> PROBLEM
Set down exactly the lines in the records below that run from the line with "SCPIbaseMixin class instead of includeSCPI" to the line with "I propose the following transition", inclusive, and nothing more.

(Saved entries)
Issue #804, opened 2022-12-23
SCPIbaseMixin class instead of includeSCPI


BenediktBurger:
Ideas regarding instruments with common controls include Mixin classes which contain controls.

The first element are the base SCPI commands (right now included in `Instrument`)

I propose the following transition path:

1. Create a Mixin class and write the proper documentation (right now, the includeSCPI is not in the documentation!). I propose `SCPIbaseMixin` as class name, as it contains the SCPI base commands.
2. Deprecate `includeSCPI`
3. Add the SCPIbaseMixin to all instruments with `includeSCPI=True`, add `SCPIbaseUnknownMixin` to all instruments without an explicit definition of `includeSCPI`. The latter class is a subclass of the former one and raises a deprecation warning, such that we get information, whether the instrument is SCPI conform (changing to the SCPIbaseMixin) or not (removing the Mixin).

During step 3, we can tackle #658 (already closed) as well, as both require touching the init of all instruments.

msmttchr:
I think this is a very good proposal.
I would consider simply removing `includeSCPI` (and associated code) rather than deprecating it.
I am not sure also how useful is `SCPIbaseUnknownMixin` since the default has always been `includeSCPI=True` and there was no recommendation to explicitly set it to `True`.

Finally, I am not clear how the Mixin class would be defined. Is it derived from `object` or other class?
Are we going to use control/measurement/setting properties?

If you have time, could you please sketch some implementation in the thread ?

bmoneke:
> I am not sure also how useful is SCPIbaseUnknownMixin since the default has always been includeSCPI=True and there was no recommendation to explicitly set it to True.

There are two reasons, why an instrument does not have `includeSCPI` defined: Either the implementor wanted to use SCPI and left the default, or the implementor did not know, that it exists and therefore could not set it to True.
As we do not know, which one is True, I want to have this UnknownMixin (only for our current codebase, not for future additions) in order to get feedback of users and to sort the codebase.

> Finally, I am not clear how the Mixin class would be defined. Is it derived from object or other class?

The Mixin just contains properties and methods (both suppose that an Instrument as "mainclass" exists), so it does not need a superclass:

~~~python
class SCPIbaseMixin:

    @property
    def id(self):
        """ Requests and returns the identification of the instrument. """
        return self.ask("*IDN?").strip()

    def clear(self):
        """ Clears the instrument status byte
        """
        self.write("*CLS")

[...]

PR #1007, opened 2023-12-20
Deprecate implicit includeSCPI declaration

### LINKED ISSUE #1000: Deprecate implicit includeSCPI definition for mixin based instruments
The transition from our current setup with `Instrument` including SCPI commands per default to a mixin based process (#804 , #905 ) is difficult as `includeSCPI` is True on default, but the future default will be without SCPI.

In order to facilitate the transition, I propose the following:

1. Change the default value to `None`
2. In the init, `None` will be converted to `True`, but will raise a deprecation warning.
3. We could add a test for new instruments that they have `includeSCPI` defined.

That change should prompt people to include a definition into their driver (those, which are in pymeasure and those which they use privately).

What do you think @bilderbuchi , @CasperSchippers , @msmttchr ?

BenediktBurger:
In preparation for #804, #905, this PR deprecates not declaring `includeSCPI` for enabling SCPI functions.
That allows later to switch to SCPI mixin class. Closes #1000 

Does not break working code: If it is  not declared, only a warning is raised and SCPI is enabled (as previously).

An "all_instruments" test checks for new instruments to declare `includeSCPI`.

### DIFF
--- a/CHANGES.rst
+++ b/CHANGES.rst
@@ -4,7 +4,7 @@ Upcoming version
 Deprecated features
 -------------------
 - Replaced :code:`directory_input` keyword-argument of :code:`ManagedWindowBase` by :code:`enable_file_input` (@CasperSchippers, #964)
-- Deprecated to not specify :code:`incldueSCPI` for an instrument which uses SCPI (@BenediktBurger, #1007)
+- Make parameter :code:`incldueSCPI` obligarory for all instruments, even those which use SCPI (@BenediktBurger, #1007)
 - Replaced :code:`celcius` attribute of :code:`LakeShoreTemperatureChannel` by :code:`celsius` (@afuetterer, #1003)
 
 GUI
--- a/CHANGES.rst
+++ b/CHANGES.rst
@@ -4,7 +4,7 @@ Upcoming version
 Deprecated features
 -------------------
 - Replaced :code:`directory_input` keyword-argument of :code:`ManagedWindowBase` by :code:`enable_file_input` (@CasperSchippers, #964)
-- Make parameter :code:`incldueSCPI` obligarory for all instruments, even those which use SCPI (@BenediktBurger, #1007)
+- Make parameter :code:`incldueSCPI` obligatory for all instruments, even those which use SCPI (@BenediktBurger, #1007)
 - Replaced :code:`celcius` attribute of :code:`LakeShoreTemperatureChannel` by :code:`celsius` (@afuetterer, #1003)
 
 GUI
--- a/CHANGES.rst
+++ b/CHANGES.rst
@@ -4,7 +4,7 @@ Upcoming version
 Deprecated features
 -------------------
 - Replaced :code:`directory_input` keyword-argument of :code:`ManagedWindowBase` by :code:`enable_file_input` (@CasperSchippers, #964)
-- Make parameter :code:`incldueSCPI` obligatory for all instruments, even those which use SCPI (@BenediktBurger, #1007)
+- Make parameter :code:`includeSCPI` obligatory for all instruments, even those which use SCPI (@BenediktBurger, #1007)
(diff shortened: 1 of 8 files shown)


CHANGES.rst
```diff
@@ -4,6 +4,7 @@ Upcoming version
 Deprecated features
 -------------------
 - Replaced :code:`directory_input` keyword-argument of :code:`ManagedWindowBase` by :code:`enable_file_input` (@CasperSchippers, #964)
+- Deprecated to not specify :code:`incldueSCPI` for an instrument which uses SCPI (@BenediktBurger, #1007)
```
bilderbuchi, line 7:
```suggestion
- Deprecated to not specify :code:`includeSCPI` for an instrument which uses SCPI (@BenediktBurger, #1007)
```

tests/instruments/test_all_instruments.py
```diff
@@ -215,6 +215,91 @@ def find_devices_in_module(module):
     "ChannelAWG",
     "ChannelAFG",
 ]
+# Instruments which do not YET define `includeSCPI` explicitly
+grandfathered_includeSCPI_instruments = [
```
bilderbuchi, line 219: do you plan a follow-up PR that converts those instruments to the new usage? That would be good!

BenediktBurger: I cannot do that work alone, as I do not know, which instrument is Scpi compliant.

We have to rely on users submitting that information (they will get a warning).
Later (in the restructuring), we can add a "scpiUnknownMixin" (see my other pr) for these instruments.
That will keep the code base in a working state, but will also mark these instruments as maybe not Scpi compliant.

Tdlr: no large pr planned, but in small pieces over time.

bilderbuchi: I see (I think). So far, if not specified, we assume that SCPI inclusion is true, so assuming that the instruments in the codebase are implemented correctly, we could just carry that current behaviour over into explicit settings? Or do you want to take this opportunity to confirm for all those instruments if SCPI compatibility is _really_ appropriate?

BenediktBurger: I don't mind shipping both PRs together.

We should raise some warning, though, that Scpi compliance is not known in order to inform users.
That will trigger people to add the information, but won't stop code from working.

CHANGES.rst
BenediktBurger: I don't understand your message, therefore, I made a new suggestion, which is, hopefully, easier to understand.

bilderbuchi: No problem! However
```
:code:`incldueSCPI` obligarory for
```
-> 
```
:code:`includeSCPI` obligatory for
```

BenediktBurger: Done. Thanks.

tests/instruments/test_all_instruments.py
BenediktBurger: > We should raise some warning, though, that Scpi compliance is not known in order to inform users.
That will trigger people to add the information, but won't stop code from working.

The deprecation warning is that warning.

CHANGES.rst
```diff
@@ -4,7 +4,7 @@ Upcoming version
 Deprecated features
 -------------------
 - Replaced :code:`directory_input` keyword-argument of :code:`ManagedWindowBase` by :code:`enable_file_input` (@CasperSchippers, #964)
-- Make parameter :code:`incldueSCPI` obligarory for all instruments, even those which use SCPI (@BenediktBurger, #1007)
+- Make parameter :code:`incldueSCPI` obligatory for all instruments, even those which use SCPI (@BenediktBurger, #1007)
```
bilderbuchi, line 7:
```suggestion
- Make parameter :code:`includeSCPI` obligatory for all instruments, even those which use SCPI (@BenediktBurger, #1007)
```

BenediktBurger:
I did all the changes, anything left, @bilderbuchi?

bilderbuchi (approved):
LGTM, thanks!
...
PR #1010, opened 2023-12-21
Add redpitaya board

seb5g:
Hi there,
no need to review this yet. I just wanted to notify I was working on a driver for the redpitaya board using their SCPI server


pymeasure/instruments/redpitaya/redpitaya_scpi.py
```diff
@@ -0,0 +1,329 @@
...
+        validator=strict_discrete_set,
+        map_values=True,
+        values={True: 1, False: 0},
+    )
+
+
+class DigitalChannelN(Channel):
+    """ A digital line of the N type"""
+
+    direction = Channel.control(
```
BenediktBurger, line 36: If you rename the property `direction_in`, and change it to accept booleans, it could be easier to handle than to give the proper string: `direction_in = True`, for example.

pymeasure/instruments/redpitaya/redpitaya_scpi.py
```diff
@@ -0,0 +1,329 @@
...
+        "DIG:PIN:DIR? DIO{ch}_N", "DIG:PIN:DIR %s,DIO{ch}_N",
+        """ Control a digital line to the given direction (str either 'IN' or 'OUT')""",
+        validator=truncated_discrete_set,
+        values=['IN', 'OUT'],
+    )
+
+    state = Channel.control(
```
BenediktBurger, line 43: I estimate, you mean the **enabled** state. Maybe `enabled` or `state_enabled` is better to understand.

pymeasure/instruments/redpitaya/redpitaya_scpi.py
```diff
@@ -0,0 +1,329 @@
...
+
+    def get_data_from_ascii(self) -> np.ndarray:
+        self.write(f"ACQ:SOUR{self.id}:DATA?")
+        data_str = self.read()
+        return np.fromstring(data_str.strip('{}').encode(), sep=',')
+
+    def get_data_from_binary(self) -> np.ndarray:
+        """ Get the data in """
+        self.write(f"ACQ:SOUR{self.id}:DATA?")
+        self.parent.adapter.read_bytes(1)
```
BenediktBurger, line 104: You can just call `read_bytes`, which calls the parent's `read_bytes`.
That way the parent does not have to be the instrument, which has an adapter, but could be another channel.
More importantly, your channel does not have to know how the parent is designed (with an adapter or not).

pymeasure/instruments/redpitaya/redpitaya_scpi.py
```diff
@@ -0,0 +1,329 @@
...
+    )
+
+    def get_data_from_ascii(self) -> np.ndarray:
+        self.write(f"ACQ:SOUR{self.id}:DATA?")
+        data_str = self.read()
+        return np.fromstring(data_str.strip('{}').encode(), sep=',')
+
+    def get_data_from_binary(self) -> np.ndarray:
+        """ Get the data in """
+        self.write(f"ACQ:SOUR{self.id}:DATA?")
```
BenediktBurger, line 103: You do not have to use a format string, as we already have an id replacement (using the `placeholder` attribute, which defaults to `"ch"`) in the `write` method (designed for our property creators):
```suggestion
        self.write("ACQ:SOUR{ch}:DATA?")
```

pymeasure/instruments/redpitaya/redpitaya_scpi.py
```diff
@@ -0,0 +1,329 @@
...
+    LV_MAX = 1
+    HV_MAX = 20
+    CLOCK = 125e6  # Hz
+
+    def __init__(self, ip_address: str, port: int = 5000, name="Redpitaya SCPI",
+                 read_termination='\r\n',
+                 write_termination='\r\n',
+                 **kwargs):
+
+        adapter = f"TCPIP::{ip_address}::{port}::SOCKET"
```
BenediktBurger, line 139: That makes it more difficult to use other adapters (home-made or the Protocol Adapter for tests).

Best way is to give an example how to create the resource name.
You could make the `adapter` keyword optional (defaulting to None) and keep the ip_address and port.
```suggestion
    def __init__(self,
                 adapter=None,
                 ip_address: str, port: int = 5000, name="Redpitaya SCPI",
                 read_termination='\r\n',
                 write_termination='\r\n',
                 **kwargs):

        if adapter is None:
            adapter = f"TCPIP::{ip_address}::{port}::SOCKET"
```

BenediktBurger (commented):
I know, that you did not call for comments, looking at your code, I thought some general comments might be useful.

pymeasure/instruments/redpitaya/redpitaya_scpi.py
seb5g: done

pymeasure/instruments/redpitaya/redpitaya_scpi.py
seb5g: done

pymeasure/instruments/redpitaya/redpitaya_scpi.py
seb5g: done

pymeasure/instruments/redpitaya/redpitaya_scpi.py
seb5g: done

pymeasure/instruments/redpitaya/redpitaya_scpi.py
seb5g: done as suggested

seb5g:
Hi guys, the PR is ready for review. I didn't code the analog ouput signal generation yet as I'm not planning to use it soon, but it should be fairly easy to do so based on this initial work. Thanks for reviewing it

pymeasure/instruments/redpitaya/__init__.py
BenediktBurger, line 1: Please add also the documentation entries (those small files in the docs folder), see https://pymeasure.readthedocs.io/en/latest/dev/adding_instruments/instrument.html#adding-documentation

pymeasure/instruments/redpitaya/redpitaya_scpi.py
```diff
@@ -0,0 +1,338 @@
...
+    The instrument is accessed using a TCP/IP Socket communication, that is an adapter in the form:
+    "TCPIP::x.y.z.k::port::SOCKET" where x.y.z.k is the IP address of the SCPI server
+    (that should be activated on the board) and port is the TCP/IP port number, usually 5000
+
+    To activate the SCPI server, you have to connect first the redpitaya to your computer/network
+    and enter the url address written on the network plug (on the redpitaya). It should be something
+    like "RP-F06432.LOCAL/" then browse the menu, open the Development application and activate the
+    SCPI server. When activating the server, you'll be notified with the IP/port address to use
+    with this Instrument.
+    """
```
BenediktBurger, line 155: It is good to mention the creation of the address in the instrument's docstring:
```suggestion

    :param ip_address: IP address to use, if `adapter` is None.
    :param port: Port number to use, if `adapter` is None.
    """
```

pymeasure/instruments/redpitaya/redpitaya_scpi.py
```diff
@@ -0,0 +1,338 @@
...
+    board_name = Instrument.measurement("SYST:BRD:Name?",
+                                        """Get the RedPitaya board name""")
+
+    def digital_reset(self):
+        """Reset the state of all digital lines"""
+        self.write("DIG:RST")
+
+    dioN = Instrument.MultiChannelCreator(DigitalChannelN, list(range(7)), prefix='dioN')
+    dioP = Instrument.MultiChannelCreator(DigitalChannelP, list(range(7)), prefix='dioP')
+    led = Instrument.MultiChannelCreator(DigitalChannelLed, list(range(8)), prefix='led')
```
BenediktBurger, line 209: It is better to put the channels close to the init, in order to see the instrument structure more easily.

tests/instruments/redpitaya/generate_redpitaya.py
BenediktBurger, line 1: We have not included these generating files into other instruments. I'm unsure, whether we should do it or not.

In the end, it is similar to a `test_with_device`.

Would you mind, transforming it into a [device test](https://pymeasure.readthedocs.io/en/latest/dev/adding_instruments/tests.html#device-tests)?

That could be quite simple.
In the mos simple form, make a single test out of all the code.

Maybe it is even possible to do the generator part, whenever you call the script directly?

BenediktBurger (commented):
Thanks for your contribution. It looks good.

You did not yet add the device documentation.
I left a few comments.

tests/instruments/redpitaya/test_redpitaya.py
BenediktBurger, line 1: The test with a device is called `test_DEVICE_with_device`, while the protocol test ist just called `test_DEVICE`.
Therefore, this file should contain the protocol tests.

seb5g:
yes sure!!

> EXERCISE RESPONSE
SCPIbaseMixin class instead of includeSCPI


BenediktBurger:
Ideas regarding instruments with common controls include Mixin classes which contain controls.

The first element are the base SCPI commands (right now included in `Instrument`)

I propose the following transition path:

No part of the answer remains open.